I can only speak from personal experience, but since I have gone back to my
"student" eating pattern, just following my appetite, and skipping breakfast
my energy has gone up significantly.

"The warrior diet" on amazon, discusses this better than I do

------
citricsquid
This is very _very_ loosely related, but if anyone wants to track the amount
that they type there's an awesome project called Whatpulse that has been
running since about 2004 that tracks your keys typed (only the totals, doesn't
log the individuals keys in order) that is fun to run. You can easily compare
what you typed in the morning vs. the evening, day to day:
<http://whatpulse.org/>

------
city41
I'm still doing the 5am thing I posted here about a month ago[0], and I have
definitely found the "be a producer not a consumer" mindset does change how I
go about things.

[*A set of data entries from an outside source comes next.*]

PR #1565, opened 2022-10-04
Restore nextstrain.org PRs

### LINKED ISSUE #1564: reenable nextstrain.org PR action
We should re-enable the action disabled due to Heroku's review apps temporarily not working. Disabled via https://github.com/nextstrain/auspice/commit/db858051b69db63ce725a673f8dd8e7edd3b922a.

Previous behavior was to create a nextstrain.org PR for every auspice PR, but this proved to be a bit excessive. I think it'd be better to make this a manual action, as it's only useful for auspice PRs which may affect consumers such as nextstrain.org. 

@victorlin you're our local GitHub actions expert, would you mind taking a look at this?

victorlin:

Follow-up to db858051b69db63ce725a673f8dd8e7edd3b922a.

Heroku is building review apps for nextstrain.org now.

### Related issue(s)

- Closes #1564 

### Testing

- [x] Manual trigger using `gh workflow run "Make PRs for Nextstrain projects which depend on Auspice" --repo nextstrain/auspice --ref victorlin/restore-nextstrain.org-prs` succeeds ([link](https://github.com/nextstrain/auspice/actions/runs/3199546724/jobs/5225418043))
- [x] The [resulting PR](https://github.com/nextstrain/nextstrain.org/pull/603) looks good, and a new PR doesn't get created upon updates
- [ ] ~Figure out why runs are taking so long (>15m)~ [not worth it](https://github.com/nextstrain/auspice/pull/1565#issuecomment-1270768343)

### DIFF
--- a/.github/workflows/make_prs_for_other_repos.yaml
+++ b/.github/workflows/make_prs_for_other_repos.yaml
@@ -1,45 +1,68 @@
 name: "Make PRs for Nextstrain projects which depend on Auspice"
 on:
-  pull_request:
+  workflow_dispatch:
 jobs:
   make-pr-on-nextstrain-dot-org: # <job_id>
+    # I don't see this being used for tags, so ensure it's only run on branches
+    # to make subsequent logic and wording easier.
+    if: github.ref_type == 'branch'
+
     runs-on: ubuntu-latest
+
+    env:
+      DESTINATION_REPO_DIR: nextstrain.org
+
     steps:
+      # Outputs:
+      # - pr-number: The PR number from the branch name (exits if no PR exists).
+      - name: Detect PR from branch
+        id: detect-pr
+        run: |
+          PR_NUMBER=$(gh pr view $GITHUB_REF_NAME --repo nextstrain/auspice --json 'number' --jq '.number') || true
+          if [[ -z $PR_NUMBER ]]; then
+            echo "ERROR: This branch is not associated with a PR in Auspice." >&2
+            exit 1
+          fi
+          echo "::set-output name=pr-number::$PR_NUMBER"
+        env:
+          GITHUB_TOKEN: ${{ secrets.GITHUB_TOKEN }}
+
       - uses: actions/setup-node@v2
         with:
           node-version: '14'
+
       - name: Checkout nextstrain.org repo
         uses: actions/checkout@v2
         with:
           repository: nextstrain/nextstrain.org
+          path: ${{ env.DESTINATION_REPO_DIR }}
+
       - name: Install Auspice from PRs HEAD commit
-        if: ${{ github.event_name == 'pull_request' }}
-        # Note: $GITHUB_SHA is _not_ the same commit as the HEAD commit on the PR branch
-        # see https://github.community/t/github-sha-not-the-same-as-the-triggering-commit/18286/2
         shell: bash
+        working-directory: ${{ env.DESTINATION_REPO_DIR }}
         run: |
-          AUSPICE_COMMIT=$(cat $GITHUB_EVENT_PATH | jq -r .pull_request.head.sha)
-          echo "auspice_commit=$AUSPICE_COMMIT" >> $GITHUB_ENV
           npm ci
-          npm install nextstrain/auspice#${AUSPICE_COMMIT}
+          npm install nextstrain/auspice#${GITHUB_SHA}
           git add package.json package-lock.json
+
       - name: Create Pull Request for testing on nextstrain.org repo
-        if: ${{ github.event_name == 'pull_request' }}
         id: cpr
         uses: peter-evans/create-pull-request@v3
         with:
+          path: ${{ env.DESTINATION_REPO_DIR }}
           token: ${{ secrets.NEXTSTRAIN_BOT_PAT }}
-          branch: "nextstrain-bot/test-auspice-pr/${{ github.event.pull_request.number }}"
-          commit-message: "[testing only] Upgrade Auspice to ${{ env.auspice_commit }}"
+          branch: "nextstrain-bot/test-auspice-pr/${{ steps.detect-pr.outputs.pr-number }}"
+          commit-message: "[testing only] Upgrade Auspice to ${{ github.sha }}"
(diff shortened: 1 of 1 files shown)


tsibley:
> Heroku is still not building review apps

Uh, yes they are? Maybe we forgot to re-enable them for Auspice, but they work for nextstrain.org.

tsibley (approved):
+1 for the re-enabling here.

Not the fault of this PR, but I'm still not thrilled that we're passing decently powerful credentials to some random third-party code:

https://github.com/nextstrain/auspice/blob/5ba0b26b7575312e0919eca5f38ab3bf3d0660e5/.github/workflows/make_prs_for_other_repos.yaml#L29-L31

jameshadfield:
Good timing! As per https://github.com/nextstrain/auspice/issues/1564 I'd recommend making this a workflow dispatch rather than automatically making a (nextstrain.org) PR for each auspice PR -- in practice this resulted in too many unnecessary PRs which became confusing.

victorlin:
@tsibley oh you're right, they are working on nextstrain.org PRs. I updated the commit/PR descriptions to reflect that.

tsibley:
@victorlin

From the message of af56b03:

```
Two notes:

1. The title and description of the PR have been updated to use the
   source ref (e.g. branch, tag) rather than PR number, since that is
   not guaranteed or retrievable with the manual trigger.
2. The commit to install Auspice from is changing from the
   GitHub-managed PR merge HEAD to the source ref HEAD. This can have
   implications when run on a PR's source branch if there are notable
   changes in the target branch unincorporated in the source branch. To
   mitigate this, make sure to update the source branch (e.g. with a git
   rebase) before triggering this workflow.
```

To avoid both of these issues, can we instead make the workflow accept a PR number? e.g.:

```
gh workflow run "Make PRs for Nextstrain projects which depend on Auspice" --repo nextstrain/auspice -f pr=1565
```

The workflow would then have the PR number to use and be able to turn `refs/pull/${{inputs.pr}}/merge` into a commit id (SHA) and use that as it previously did.

victorlin:
@tsibley I've opted for automatic retrieval of PR number using `gh pr view`: 9c9bfd32da8c3a1e5059a4ca7854f26c6609b2eb Still WIP but the PR number retrieval should work. Good point about using `refs/pull/${{inputs.pr}}/merge`, I'll add that back.

jameshadfield:
@victorlin is your intention to run these on the head commit of the branch (which is what I did when I set up the action) or the merge commit (`GITHUB_SHA`)? I don't know which is the best for this purpose, but I thought it'd be difficult to try to debug a failing nextstrain.org build if the problem was only introduced by the merge and thus didn't exist on the auspice PR branch.

victorlin:
@jameshadfield oops, I got your original intention backwards in my commit message. You're right, `GITHUB_SHA` for `pull_request` events reflect the GitHub-managed PR merge and your implementation.

In the currently pushed implementation, I intend to run these on the head commit of the branch (not merge), which is simply `GITHUB_SHA` for the `workflow_dispatch` event. So this would be the same as before.

However, @tsibley noted from my (incorrect) commit description that it's still possible to get the merge ref from the PR number. This would change behavior as you mention:

> I thought it'd be difficult to try to debug a failing nextstrain.org build if the problem was only introduced by the merge and thus didn't exist on the auspice PR branch.

I'd actually be in favor of surfacing these failures, since they are bound to come up once actually merged, and better to catch them sooner than later.

jameshadfield:
> I'd actually be in favor of surfacing these failures, since they are bound to come up once actually merged, and better to catch them sooner than later.

Fair enough. Perhaps add a message to this effect in the PR body, as this will catch someone out!

> the head commit of the branch (not merge), which is simply GITHUB_SHA for the workflow_dispatch event

I guess this makes some sense, but I find it super confusing to have GITHUB_SHA refer to different things depending on the trigger. I didn't actually know a branch-merge-commit (which isn't found anywhere in your local git tree) even exists until I wrote the original action here.

victorlin:
Updated to only allow branches with PRs, for simplicity and parity with previous behavior.

victorlin:
This is ready for review again. I went down a deep rabbit hole on the last task in the PR tasklist - figuring out why runs are taking so long [[1]] [[2]], and [trying alternatives unsuccessfully](https://github.com/victorlin/github-test/actions/workflows/test-nextstrain-auspice-install.yml). 15 minute `npm install`s aren't ideal, but I think we can live with it.

[1]: https://github.com/npm/cli/issues/4896
[2]: https://github.com/npm/npm/issues/17246

.github/workflows/make_prs_for_other_repos.yaml
```diff
@@ -1,48 +1,74 @@
...
+      # - auspice-sha: The GitHub-managed merge ref. Used for npm install.
+      - name: Detect PR from branch
+        id: detect-pr
+        run: |
+          PR_NUMBER=$(gh pr view $GITHUB_REF_NAME --repo nextstrain/auspice --json 'number' --jq '.number') || true
+          if [[ -z $PR_NUMBER ]]; then
+            echo "ERROR: This branch is not associated with a PR in Auspice." >&2
+            exit 1
+          fi
+          MERGE_SHA=$(gh pr view $GITHUB_REF_NAME --repo nextstrain/auspice --json 'potentialMergeCommit' --jq '.potentialMergeCommit.oid')
```
jameshadfield, line 27: Just double checking I understand what's going on here (via https://github.com/nextstrain/auspice/pull/1565#issuecomment-1269040879) -- the salient thing is that it's a `workflow_dispatch` trigger and so `$GITHUB_SHA` here refers to the head of the branch (which in this case is a PR, but that's not relevant for how the action machinery operates). However, if the action _had_ been triggered by a push-to-branch then `$GITHUB_SHA` would refer to the merge commit SHA?

Perhaps add a one-line comment here explaining?

jameshadfield (approved):
[Looks good](https://github.com/nextstrain/nextstrain.org/pull/603) @victorlin -- thanks for persevering 😄

PR #1566, opened 2022-10-07
measurements: order means by legend values

joverlee521:
Keep the color-by means in a stable order so that order does not change when applying different filters to the data. This makes it easier to do comparisons across groups and across different filters.

This is the easier route for stable ordering, but in the future we can consider ordering by display order of groups in the tree.

### DIFF
--- a/src/components/measurements/measurementsD3.js
+++ b/src/components/measurements/measurementsD3.js
@@ -280,7 +280,7 @@ export const colorMeasurementsSVG = (ref, treeStrainColors) => {
     .style("fill", (d) => getBrighterColor(treeStrainColors[d.strain].color));
 };
 
-export const drawMeansForColorBy = (ref, svgData, treeStrainColors) => {
+export const drawMeansForColorBy = (ref, svgData, treeStrainColors, legendValues) => {
   const { xScale, groupingOrderedValues, groupedMeasurements } = svgData;
   const svg = select(ref);
   // Re move all current color by means
@@ -305,24 +305,28 @@ export const drawMeansForColorBy = (ref, svgData, treeStrainColors) => {
     // 2 x subplotPadding for padding around the overall mean display
     const ySpacing = (layout.subplotHeight - 4 * layout.subplotPadding) / (numberOfColorByAttributes - 1);
     let yValue = layout.subplotPadding;
-    Object.entries(colorByGroups).forEach(([attribute, {color, values}]) => {
-      drawMeanAndStandardDeviation(
-        values,
-        subplot,
-        classes.colorMean,
-        {attribute, color},
-        xScale,
-        yValue
-      );
-      // Increate yValue for next attribute mean
-      yValue += ySpacing;
-      // If the next yValue is near the overall mean display,
-      // shift to below the overall mean display + subplotPadding
-      if (yValue > (layout.overallMeanYValue - layout.subplotPadding) &&
-          yValue < (layout.overallMeanYValue + layout.subplotPadding)) {
-        yValue = layout.overallMeanYValue + layout.subplotPadding;
-      }
-    });
+    // Order the color groups by the legend value order so that we have a stable order for the means
+    legendValues
+      .filter((attribute) => String(attribute) in colorByGroups)
+      .forEach((attribute) => {
+        const {color, values} = colorByGroups[attribute];
+        drawMeanAndStandardDeviation(
+          values,
+          subplot,
+          classes.colorMean,
+          {attribute, color},
+          xScale,
+          yValue
+        );
+        // Increase yValue for next attribute mean
+        yValue += ySpacing;
+        // If the next yValue is near the overall mean display,
+        // shift to below the overall mean display + subplotPadding
+        if (yValue > (layout.overallMeanYValue - layout.subplotPadding) &&
+            yValue < (layout.overallMeanYValue + layout.subplotPadding)) {
+          yValue = layout.overallMeanYValue + layout.subplotPadding;
+        }
+      });
   });
 };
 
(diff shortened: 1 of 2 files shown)


huddlej (approved):
I can't comment much on the implementation details, but the ordering works as expected for me with our measurements panel build! 🚀

src/components/measurements/measurementsD3.js
```diff
@@ -305,7 +305,12 @@ export const drawMeansForColorBy = (ref, svgData, treeStrainColors) => {
     // 2 x subplotPadding for padding around the overall mean display
     const ySpacing = (layout.subplotHeight - 4 * layout.subplotPadding) / (numberOfColorByAttributes - 1);
     let yValue = layout.subplotPadding;
-    Object.entries(colorByGroups).forEach(([attribute, {color, values}]) => {
+    // Order the color groups by the legend value order so that we have a stable order for the means
+    orderBy(
+      Object.entries(colorByGroups),
+      ([attribute]) => legendValues.indexOf(attribute),
```
jameshadfield, line 311: This doesn't work when the `legendValues` are numerics (`legendValues.indexOf(attribute)=-1`) and thus the ordering isn't working for continuous colour scales (date, antigenic advance etc).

The article is totally spot on in that you tend to consume
things that help your production.

[0] <http://news.ycombinator.com/item?id=3498860>

------
medinism
starting your day in a creative mindset does frame your day in a different
way. Not sure this is panacea, but optimizing for production rather than
consumption seems like the right framework. dying to try it!

------
mark_l_watson
Excellent! I bookmarked that article. I often make the mistake of being a
"consumer" first thing in the morning, and yes, that is a big productivity
hit.